Jason focused his talk on the danger that many species of insects, plants, amphibians and reptiles may face extinction. Habitat fragmentation, habitat degredation and habitat removal has played a tremendous role in the struggles for survival of many of these species. He focused on the rusty patch bumble bee in demonstrating how the range of the insect has hugely diminished. Awareness of the presence of species like this can result in funding that can help its survival.

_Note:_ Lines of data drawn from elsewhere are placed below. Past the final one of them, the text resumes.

PR #361, opened 2023-02-18
Improve cyral_repository docs

wcmjunior:
## Description of the change

Improve `cyral_repository` docs improving `dynamic` and `mongodb_settings` attributes.

## Type of change

### Development

- [ ] Lint rules pass locally

### Code review

### Testing

NA

### DIFF
--- a/cyral/resource_cyral_repository.go
+++ b/cyral/resource_cyral_repository.go
@@ -442,21 +442,25 @@ func resourceRepository() *schema.Resource {
 						RepoMongoDBServerTypeKey: {
 							Description: "Type of the MongoDB server. Allowed values: " + supportedTypesMarkdown(mongoServerTypes()) +
 								".\nThe following conditions apply:\n" +
-								"  - If `" + RepoMongoDBServerTypeKey + "=" + Standalone + "`, then only one `" + RepoNodesKey +
-								"` block can be declared and it must be static. See `" + RepoNodeDynamicKey + "`." +
-								"  - If `" + RepoMongoDBServerTypeKey + "=" + Sharded + "` and the a `" + RepoMongoDBSRVRecordName +
-								"` is provided, then all `" + RepoNodesKey + "` blocks must be declared dynamic, " +
-								"otherwise all of them must be static. See `" + RepoNodeDynamicKey + "`.",
+								"  - If `" + Sharded + "` and `" + RepoMongoDBSRVRecordName + "` *not* provided, then all `" +
+								RepoNodesKey + "` blocks must be static (see `" + RepoNodeDynamicKey + "`).\n" +
+								"  - If `" + Sharded + "` and `" + RepoMongoDBSRVRecordName + "` provided, then all `" +
+								RepoNodesKey + "` blocks must be dynamic (see `" + RepoNodeDynamicKey + "`).\n" +
+								"  - If `" + Standalone + "`, then only one `" + RepoNodesKey +
+								"` block can be declared and it must be static (see `" + RepoNodeDynamicKey + "`). The `" +
+								RepoMongoDBSRVRecordName + "`is not supported in this configuration.\n" +
+								"  - If `" + ReplicaSet + "` and `" + RepoMongoDBSRVRecordName + "` *not* provided, then `" +
+								RepoNodesKey + "` blocks may mix dynamic and static nodes (see `" + RepoNodeDynamicKey + "`).\n" +
+								"  - If `" + ReplicaSet + "` and `" + RepoMongoDBSRVRecordName + "` provided, then `" +
+								RepoNodesKey + "` blocks must be dynamic (see `" + RepoNodeDynamicKey + "`).\n",
 							Type:         schema.TypeString,
 							Required:     true,
 							ValidateFunc: validation.StringInSlice(mongoServerTypes(), false),
 						},
 						RepoMongoDBSRVRecordName: {
-							Description: "Name of a DNS SRV record which contains cluster topology details. The following conditions apply:\n" +
-								"  - If `" + RepoMongoDBSRVRecordName + "` is specified, then all `" + RepoNodesKey + "` blocks can be declared `" +
-								RepoNodeDynamicKey + "=true`.\n" +
-								"  - If `" + RepoMongoDBSRVRecordName + "` is *not* specified, then at *least one* node must have `" + RepoNodesKey +
-								"." + RepoHostKey + "` and `" + RepoNodesKey + "." + RepoPortKey + "`.\n",
+							Description: "Name of a DNS SRV record which contains cluster topology details. " +
+								"If specified, then all `" + RepoNodesKey + "` blocks must be declared dynamic " +
+								"(see `" + RepoNodeDynamicKey + "`).",
 							Type:     schema.TypeString,
 							Optional: true,
 						},
--- a/cyral/resource_cyral_repository.go
+++ b/cyral/resource_cyral_repository.go
@@ -409,9 +409,20 @@ func resourceRepository() *schema.Resource {
 							Optional:    true,
 						},
 						RepoNodeDynamicKey: {
-							Description: "Indicates if node is dynamically discovered. If true, `host` and `port` must be empty.",
-							Type:        schema.TypeBool,
-							Optional:    true,
+							Description: "*Only supported for MongoDB in cluster configurations.*\n" +
+								"Indicates if the node is dynamically discovered, meaning that the sidecar " +
+								"will query the cluster to get the topology information and discover the " +
+								"hosts of the remaining nodes. If set to `true`, `host` and `port` must " +
+								"be empty. A node that does not declare this field is considered `static`.\n" +
+								"The feature works in the following conditions: \n" +
+								"  - The total number of declared `" + RepoNodesKey + "` blocks must match " +
+								"the actual number of nodes in the cluster.\n" +
+								"  - If there are static nodes in the configuration, they must be declared " +
+								"before all dynamic nodes.\n" +
+								"  - See the MongoDB-specific configuration in the [" + RepoMongoDBSettingsKey +
+								"](#nested-schema-for-" + RepoMongoDBSettingsKey + ").",
+							Type:     schema.TypeBool,
+							Optional: true,
 						},
 					},
 				},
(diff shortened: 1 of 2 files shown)


docs/resources/repository.md
```diff
@@ -141,9 +146,13 @@ Required:
 - `server_type` (String) Type of the MongoDB server. Allowed values:
   - `replicaset`
   - `standalone`
-  - `sharded`
+  - `sharded`.
+    The following conditions apply:
+  - If `server_type=standalone`, then only one `repo_node` block can be declared and it must be static. See `dynamic`. - If `server_type=sharded` and the a `srv_record_name` is provided, then all `repo_node` blocks must be declared dynamic, otherwise all of them must be static. See `dynamic`.
```
ricardorey10, line 151: The indentation of the second `- If` looks different than the first one, but this might just be my browser. Please check before merging.

docs/resources/repository.md
```diff
@@ -141,9 +146,13 @@ Required:
...
 
 Optional:
 
 - `replica_set_name` (String) Name of the replica set, if applicable.
-- `srv_record_name` (String) Name of a DNS SRV record which contains cluster topology details
+- `srv_record_name` (String) Name of a DNS SRV record which contains cluster topology details. The following conditions apply:
+  - If `srv_record_name` is specified, then all `repo_node` blocks can be declared `dynamic=true`.
+  - If `srv_record_name` is _not_ specified, then at _least one_ node must have `repo_node.host` and `repo_node.port`.
```
ricardorey10, line 158: I feel like here we're kinda giving them mixed instructions. Here we say:

> If `srv_record_name` is _not_ specified, then at _least one_ node must have `repo_node.host` and `repo_node.port`.

This means that I can mix static and dynamic, right? However, above, we have:

> If `server_type=sharded` and the a `srv_record_name` is provided, then all `repo_node` blocks must be declared dynamic, otherwise all of them must be static. See `dynamic`

This means that we *cannot* mix.

So, if people read the former, they might be tempted to mix stuff (which is wrong, and which will result in the API returning an error), and if they read the latter, they will do the right thing. If they read both... then they will be confused :stuck_out_tongue_winking_eye: 

Maybe we should repeat the part about not mixing static and dynamic in the former?

cyral/resource_cyral_repository.go
```diff
@@ -409,9 +409,20 @@ func resourceRepository() *schema.Resource {
...
+								"hosts of the remaining nodes. If set to `true`, `host` and `port` must " +
+								"be empty. A node that does not declare this field is considered `static`.\n" +
+								"The following conditions apply: \n" +
+								"  - The total number of declared `" + RepoNodesKey + "` blocks must match " +
+								"the actual number of nodes in the cluster.\n" +
+								"  - If there are static nodes in the configuration, they must be declared " +
+								"before all dynamic nodes.\n" +
+								"  - See the MongoDB-specific configuration in the [" + RepoMongoDBSettingsKey +
+								"](#nested-schema-for-" + RepoMongoDBSettingsKey + ").",
+							Type:     schema.TypeBool,
```
deepak-cyral, line 424: Is it possible (and desirable) to specify default value (since the parameter is optional)?

cyral/resource_cyral_repository.go
```diff
@@ -409,9 +409,20 @@ func resourceRepository() *schema.Resource {
 							Optional:    true,
 						},
 						RepoNodeDynamicKey: {
-							Description: "Indicates if node is dynamically discovered. If true, `host` and `port` must be empty.",
-							Type:        schema.TypeBool,
-							Optional:    true,
+							Description: "*Only supported for MongoDB in cluster configurations.*\n" +
+								"Indicates if the node is dynamically discovered, meaning that the sidecar " +
+								"will query the cluster to get the topology information and discover the " +
+								"hosts of the remaining nodes. If set to `true`, `host` and `port` must " +
```
deepak-cyral, line 415:
```suggestion
								"addresses of the dynamic nodes. If set to `true`, `host` and `port` must " +
```

cyral/resource_cyral_repository.go
```diff
@@ -429,15 +440,25 @@ func resourceRepository() *schema.Resource {
...
 							Type:         schema.TypeString,
 							Required:     true,
 							ValidateFunc: validation.StringInSlice(mongoServerTypes(), false),
 						},
 						RepoMongoDBSRVRecordName: {
-							Description: "Name of a DNS SRV record which contains cluster topology details",
-							Type:        schema.TypeString,
-							Optional:    true,
+							Description: "Name of a DNS SRV record which contains cluster topology details. The following conditions apply:\n" +
+								"  - If `" + RepoMongoDBSRVRecordName + "` is specified, then all `" + RepoNodesKey + "` blocks can be declared `" +
```
deepak-cyral, line 456:
```suggestion
								"  - If `" + RepoMongoDBSRVRecordName + "` is specified, then all `" + RepoNodesKey + "` blocks must be declared `" +
```

wcmjunior: @deepak-cyral , per our previous conversation I understood that all nodes must only be dynamic for `sharded` types. Do you also mean that `replicaset` types must also use `dynamic=true` if the SRV record is provided?

docs/resources/repository.md
wcmjunior: You are right. It is missing a new line.

docs/resources/repository.md
wcmjunior: > This means that I can mix static and dynamic, right?
Yes, this is what I understood from this internal statement: `at least one node must be static (not dynamic) UNLESS SRV record is specified in mongodb settings`, which means that we should be able to mix dynamic and static if the SRV record is not present and as long as the first node is static.

Now I am looking at [this code](https://github.com/cyralinc/crud/blob/main/repo/repo_crud.go#L125-L156), I see that if the `srv_record_name` is **not** specified, we check:
- If cluster type is `sharded`, then all nodes must be static;
- If cluster type is `standalone`,  then a single node must be declared and it needs to be static (following [this check](https://github.com/cyralinc/crud/blob/main/repo/repo_crud.go#L155) and [this one](https://github.com/cyralinc/crud/blob/22ba2cb912d6f8cee98d2970e586d558776587f6/repo/repo_crud.go#L1549)).
- As `replicaset` is not ruled out from that code, [this line](https://github.com/cyralinc/crud/blob/main/repo/repo_crud.go#L155) allows us to have mixed configurations of static+dynamic as long as the first node is static.

By contrast, if `srv_record_name` is specified, we check [here](https://github.com/cyralinc/crud/blob/22ba2cb912d6f8cee98d2970e586d558776587f6/repo/repo_crud.go#L158-L167):
- All nodes must be dynamic.


I will update the docs accordingly to those rules. LMK if I missed something.

wcmjunior: Given the rules above, we could simplify the documentation and move it to the proper attributes as follows:

`srv_record_name`
- If provided, then all nodes must be dynamic .

`server_type`
- If `sharded` and `srv_record_name` not provided, then all nodes must be static.
- If `standalone` and `srv_record_name` not provided, then only a single static node must be declared.
- If `replicaset` and `srv_record_name` not provided, then mixed configuration of static and dynamic nodes are allowed as long as the first node is static.

cyral/resource_cyral_repository.go
wcmjunior: AFAIK this `TypeBool` is mapped to an underlying `bool` not a `*bool`, so it should not allow nulls. In this sense, I understand that the default here should be `false` then. If that is the case, then this should be the proper value for the default correct? I will double check this, though.

cyral/resource_cyral_repository.go
wcmjunior: Please, see the following conversation: https://github.com/cyralinc/terraform-provider-cyral/pull/361#discussion_r1110482324

cyral/resource_cyral_repository.go
wcmjunior: Having second thoughts on my previous argument and I see now it does not make sense from the user standpoint. We should indeed provide the default values in the code as they would reflect in the docs and give a better notion to our users what is the behaviour when a given argument is not provided. Anyway, I think we should address these defaults in a different PR as this would require some tests. @ricardorey10 , could you take a stab on providing these default values to the schema?

cyral/resource_cyral_repository.go
```diff
@@ -409,9 +409,20 @@ func resourceRepository() *schema.Resource {
...
 						},
 						RepoNodeDynamicKey: {
-							Description: "Indicates if node is dynamically discovered. If true, `host` and `port` must be empty.",
-							Type:        schema.TypeBool,
-							Optional:    true,
+							Description: "*Only supported for MongoDB in cluster configurations.*\n" +
+								"Indicates if the node is dynamically discovered, meaning that the sidecar " +
+								"will query the cluster to get the topology information and discover the " +
+								"addresses of the dynamic nodes. If set to `true`, `host` and `port` must " +
+								"be empty. A node that does not declare this field is considered `static`.\n" +
```
deepak-cyral, line 416:
```suggestion
								"be empty. A node with value of this field as false considered `static`.\n" +
```

cyral/resource_cyral_repository.go
```diff
@@ -409,9 +409,20 @@ func resourceRepository() *schema.Resource {
...
+								"The following conditions apply: \n" +
+								"  - The total number of declared `" + RepoNodesKey + "` blocks must match " +
```
deepak-cyral, line 418: This particular point probably belongs as description for `RepoNodesKey`

deepak-cyral (approved):
Approving so we don't hold this up - please make changes (and accept/reject suggestions) as you see fit.

cyral/resource_cyral_repository.go
ricardorey10: Sure thing. I'll put my thoughts here for discussion, and we can create a PR later (I'm a bit tied up with some Snowflake stuff now so I can't volunteer to do that change right now, but if it can wait a few days I can take it):

- "host": this should default to an empty string, as we cannot guess anything better.
- "port": this should default to zero, as we cannot guess anything.
- "dynamic": I think the default should be `false`. The reasoning here is that, if I supply the host and port but I don't supply `dynamic`, then this will result in an API error, because we can't have `dynamic = true` and non-empty host:port. This will also make it obvious that, for dynamic repo nodes, the *only* thing they have to configure is the dynamic-ness os the node (as `true`).

With the above defaults, we can have the following configurations:

```
repo_node {
  dynamic = true   // Host and port are empty, which is fine
}
```

```
repo_node {
  host = "something"    // dynamic is false, which is what we want
  port = 1234
}
```

```
repo_node {
  host = "something"    // Just combining the two above in a single config
  port = 1234
}

repo_node {
  dynamic = true
}
```

cyral/resource_cyral_repository.go
```diff
@@ -429,15 +440,31 @@ func resourceRepository() *schema.Resource {
...
+								RepoNodesKey + "` blocks must be dynamic (see [`" + RepoNodeDynamicKey + "`](#" + RepoNodeDynamicKey + ")).\n",
 							Type:         schema.TypeString,
 							Required:     true,
 							ValidateFunc: validation.StringInSlice(mongoServerTypes(), false),
 						},
 						RepoMongoDBSRVRecordName: {
-							Description: "Name of a DNS SRV record which contains cluster topology details",
-							Type:        schema.TypeString,
-							Optional:    true,
+							Description: "Name of a DNS SRV record which contains cluster topology details. " +
```
ricardorey10, line 461: This should default to an empty string. The backend will interpret that as "no SRV record supplied" and thus it will go through the "hard-coded" path.

cyral/resource_cyral_repository.go
```diff
@@ -429,15 +440,31 @@ func resourceRepository() *schema.Resource {
 							Optional:    true,
```
ricardorey10, line 440: Here, the ideal behavior should be "if the server type is replicaset, then this is actually mandatory". If we can express that in code, that would be nice.

Regardless, the default here should just be an empty string.

ricardorey10 (approved):
@deepak-cyral @wcmjunior I left some comments about the defaults.

Regardless of those default values, though, I think this PR looks good for merging, and we can take the default stuff in a clean PR after this is merged.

Jason talked about the life cycle of the bumble bee. The vast majority of bees in Iowa are solitary bees, not colonial or social bees like the honey bee. These bees need great nectar sources in early spring, typically in April in Iowa. Prairie plants for the most part are later blooming. The bumble bees need good woodland nectar sources to survive. He listed several plants that are very good for bumblebees, such as wild bergamot, that are likely good nectar sources for honey bees as well. Planting native species and helping rid the landscape of non-native plants can be helpful. For trees, species of viburnum provide good early nectar.

Jim Davis showed the various aspects of our club’s website, including resources, trading items, news and video links. The website is accessed at eastcentraliowabeekeeprs.blogspot.com.

Thanks as always to the Stewarts for providing refreshments and to Jason for informing us about what we need to do to help all pollinators.